§ WHAT YOU ARE ASKED TO DO:
Which lines of the listing hold the string "timeUnixMs"? Show each of them.

§ RECORD EXTRACTS:
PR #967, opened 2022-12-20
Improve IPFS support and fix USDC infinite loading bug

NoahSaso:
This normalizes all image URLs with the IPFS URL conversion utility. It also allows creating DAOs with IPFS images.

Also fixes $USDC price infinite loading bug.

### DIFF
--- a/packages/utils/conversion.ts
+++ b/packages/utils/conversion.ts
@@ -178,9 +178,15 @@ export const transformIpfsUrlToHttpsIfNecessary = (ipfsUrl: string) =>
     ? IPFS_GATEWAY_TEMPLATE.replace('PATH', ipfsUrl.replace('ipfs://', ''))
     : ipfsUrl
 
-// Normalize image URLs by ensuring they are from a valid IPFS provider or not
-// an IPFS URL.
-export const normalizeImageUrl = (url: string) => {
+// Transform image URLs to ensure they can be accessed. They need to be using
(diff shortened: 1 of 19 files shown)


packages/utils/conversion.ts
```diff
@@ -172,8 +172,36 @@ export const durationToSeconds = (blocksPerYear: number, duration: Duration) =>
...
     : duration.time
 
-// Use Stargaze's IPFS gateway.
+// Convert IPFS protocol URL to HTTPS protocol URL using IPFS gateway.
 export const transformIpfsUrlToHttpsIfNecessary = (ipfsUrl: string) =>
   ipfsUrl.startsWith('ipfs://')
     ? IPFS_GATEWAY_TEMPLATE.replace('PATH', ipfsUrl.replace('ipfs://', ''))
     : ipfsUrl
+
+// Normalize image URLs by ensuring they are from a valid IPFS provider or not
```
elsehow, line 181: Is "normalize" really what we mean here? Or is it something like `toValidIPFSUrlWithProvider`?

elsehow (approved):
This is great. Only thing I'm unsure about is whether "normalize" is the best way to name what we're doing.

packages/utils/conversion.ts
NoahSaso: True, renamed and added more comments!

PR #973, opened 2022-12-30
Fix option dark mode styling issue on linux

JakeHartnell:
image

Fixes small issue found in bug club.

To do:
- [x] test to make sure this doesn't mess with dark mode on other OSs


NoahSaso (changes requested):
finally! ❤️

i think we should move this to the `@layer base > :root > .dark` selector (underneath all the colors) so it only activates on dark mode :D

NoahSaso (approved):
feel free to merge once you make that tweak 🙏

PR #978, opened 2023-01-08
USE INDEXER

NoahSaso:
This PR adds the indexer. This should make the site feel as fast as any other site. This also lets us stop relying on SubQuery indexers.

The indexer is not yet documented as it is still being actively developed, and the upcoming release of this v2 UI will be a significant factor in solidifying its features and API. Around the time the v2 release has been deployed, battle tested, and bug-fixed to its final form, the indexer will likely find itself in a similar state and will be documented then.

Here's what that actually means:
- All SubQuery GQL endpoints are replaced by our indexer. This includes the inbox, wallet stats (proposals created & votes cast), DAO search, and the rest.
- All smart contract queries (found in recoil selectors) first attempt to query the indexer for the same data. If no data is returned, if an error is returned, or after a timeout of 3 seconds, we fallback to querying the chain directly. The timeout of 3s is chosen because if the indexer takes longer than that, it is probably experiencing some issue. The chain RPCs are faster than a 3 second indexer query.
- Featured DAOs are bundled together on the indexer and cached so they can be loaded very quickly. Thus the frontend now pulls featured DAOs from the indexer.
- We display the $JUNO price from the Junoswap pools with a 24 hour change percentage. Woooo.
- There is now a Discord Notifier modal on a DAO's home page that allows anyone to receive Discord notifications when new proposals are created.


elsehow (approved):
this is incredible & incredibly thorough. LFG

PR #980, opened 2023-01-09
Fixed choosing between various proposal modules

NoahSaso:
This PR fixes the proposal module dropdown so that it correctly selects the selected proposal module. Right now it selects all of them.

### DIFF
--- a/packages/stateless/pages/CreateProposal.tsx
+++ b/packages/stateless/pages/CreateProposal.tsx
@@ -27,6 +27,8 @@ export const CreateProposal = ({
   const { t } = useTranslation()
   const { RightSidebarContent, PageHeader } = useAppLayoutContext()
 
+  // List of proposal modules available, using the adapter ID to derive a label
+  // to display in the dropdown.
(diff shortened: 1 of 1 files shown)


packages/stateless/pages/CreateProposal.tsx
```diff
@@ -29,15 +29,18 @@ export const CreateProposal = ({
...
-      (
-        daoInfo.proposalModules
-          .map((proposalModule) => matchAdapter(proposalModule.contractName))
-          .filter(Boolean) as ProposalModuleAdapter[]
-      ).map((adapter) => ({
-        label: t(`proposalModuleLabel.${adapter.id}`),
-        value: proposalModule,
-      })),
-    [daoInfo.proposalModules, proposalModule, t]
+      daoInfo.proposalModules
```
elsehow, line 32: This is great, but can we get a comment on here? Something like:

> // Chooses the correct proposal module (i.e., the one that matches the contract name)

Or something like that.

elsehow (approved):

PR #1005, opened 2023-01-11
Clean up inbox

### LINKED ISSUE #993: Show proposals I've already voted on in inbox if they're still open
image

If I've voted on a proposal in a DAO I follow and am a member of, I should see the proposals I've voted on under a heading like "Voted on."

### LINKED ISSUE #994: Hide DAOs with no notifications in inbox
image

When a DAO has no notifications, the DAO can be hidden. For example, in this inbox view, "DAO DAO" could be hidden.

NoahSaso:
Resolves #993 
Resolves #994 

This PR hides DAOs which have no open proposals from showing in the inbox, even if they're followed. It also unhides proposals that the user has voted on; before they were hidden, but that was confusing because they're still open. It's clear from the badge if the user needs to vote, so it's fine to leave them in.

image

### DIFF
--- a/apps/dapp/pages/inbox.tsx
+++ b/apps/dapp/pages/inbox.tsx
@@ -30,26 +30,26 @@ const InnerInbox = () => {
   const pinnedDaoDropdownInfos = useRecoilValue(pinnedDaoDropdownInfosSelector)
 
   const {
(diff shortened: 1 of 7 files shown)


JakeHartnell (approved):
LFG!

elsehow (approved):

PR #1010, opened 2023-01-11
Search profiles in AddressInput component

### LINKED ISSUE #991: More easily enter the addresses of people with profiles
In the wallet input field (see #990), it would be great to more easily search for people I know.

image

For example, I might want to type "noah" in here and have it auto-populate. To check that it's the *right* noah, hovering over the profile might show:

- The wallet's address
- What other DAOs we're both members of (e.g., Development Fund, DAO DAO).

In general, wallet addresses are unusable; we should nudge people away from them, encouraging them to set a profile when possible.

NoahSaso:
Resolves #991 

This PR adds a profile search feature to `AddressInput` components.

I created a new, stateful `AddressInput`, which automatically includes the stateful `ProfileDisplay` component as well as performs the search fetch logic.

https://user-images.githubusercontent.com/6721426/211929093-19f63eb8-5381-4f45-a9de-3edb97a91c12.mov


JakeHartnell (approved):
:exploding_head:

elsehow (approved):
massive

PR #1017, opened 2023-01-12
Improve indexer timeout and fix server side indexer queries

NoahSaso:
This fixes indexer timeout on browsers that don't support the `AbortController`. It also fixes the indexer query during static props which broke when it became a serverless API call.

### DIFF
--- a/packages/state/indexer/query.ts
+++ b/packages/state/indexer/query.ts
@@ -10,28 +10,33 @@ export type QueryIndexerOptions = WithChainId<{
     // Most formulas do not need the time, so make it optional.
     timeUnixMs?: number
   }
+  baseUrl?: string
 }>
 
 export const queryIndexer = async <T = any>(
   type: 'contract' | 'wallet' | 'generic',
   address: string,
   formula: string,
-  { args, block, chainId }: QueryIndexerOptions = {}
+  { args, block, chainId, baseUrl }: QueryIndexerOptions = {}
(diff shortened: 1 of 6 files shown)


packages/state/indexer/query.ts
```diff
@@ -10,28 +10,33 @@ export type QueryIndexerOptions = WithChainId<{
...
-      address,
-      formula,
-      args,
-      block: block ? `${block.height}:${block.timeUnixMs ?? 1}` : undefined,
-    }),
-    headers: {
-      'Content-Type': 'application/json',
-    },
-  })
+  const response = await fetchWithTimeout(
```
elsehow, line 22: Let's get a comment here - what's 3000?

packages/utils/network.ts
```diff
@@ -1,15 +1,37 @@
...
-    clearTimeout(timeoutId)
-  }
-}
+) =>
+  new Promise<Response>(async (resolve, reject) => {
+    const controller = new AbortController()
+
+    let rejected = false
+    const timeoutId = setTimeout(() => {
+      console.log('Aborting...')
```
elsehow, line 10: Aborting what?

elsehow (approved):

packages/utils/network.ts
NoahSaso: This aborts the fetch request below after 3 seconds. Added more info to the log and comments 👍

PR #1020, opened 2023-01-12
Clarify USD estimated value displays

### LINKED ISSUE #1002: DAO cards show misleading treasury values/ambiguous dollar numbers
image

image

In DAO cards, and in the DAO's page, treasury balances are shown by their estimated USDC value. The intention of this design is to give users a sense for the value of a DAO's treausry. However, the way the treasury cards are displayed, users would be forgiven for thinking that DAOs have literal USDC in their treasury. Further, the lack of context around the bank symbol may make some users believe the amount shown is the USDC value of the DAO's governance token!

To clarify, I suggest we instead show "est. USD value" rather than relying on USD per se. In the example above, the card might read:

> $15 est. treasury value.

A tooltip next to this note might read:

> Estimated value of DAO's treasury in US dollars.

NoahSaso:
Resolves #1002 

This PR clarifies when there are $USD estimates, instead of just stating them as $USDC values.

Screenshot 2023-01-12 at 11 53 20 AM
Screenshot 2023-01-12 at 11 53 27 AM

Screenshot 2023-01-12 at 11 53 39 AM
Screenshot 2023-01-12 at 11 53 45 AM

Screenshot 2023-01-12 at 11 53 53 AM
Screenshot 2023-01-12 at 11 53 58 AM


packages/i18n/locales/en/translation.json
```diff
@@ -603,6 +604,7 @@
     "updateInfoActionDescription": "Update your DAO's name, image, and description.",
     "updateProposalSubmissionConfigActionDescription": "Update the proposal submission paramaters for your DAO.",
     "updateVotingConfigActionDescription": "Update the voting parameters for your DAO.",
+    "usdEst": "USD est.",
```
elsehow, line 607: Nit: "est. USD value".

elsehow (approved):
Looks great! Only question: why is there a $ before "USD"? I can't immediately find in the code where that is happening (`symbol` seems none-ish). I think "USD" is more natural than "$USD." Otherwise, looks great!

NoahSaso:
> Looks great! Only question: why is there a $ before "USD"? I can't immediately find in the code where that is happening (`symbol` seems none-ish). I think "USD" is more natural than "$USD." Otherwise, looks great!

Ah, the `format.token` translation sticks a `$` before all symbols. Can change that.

§ FINAL ANSWER:
     timeUnixMs?: number
-      block: block ? `${block.height}:${block.timeUnixMs ?? 1}` : undefined,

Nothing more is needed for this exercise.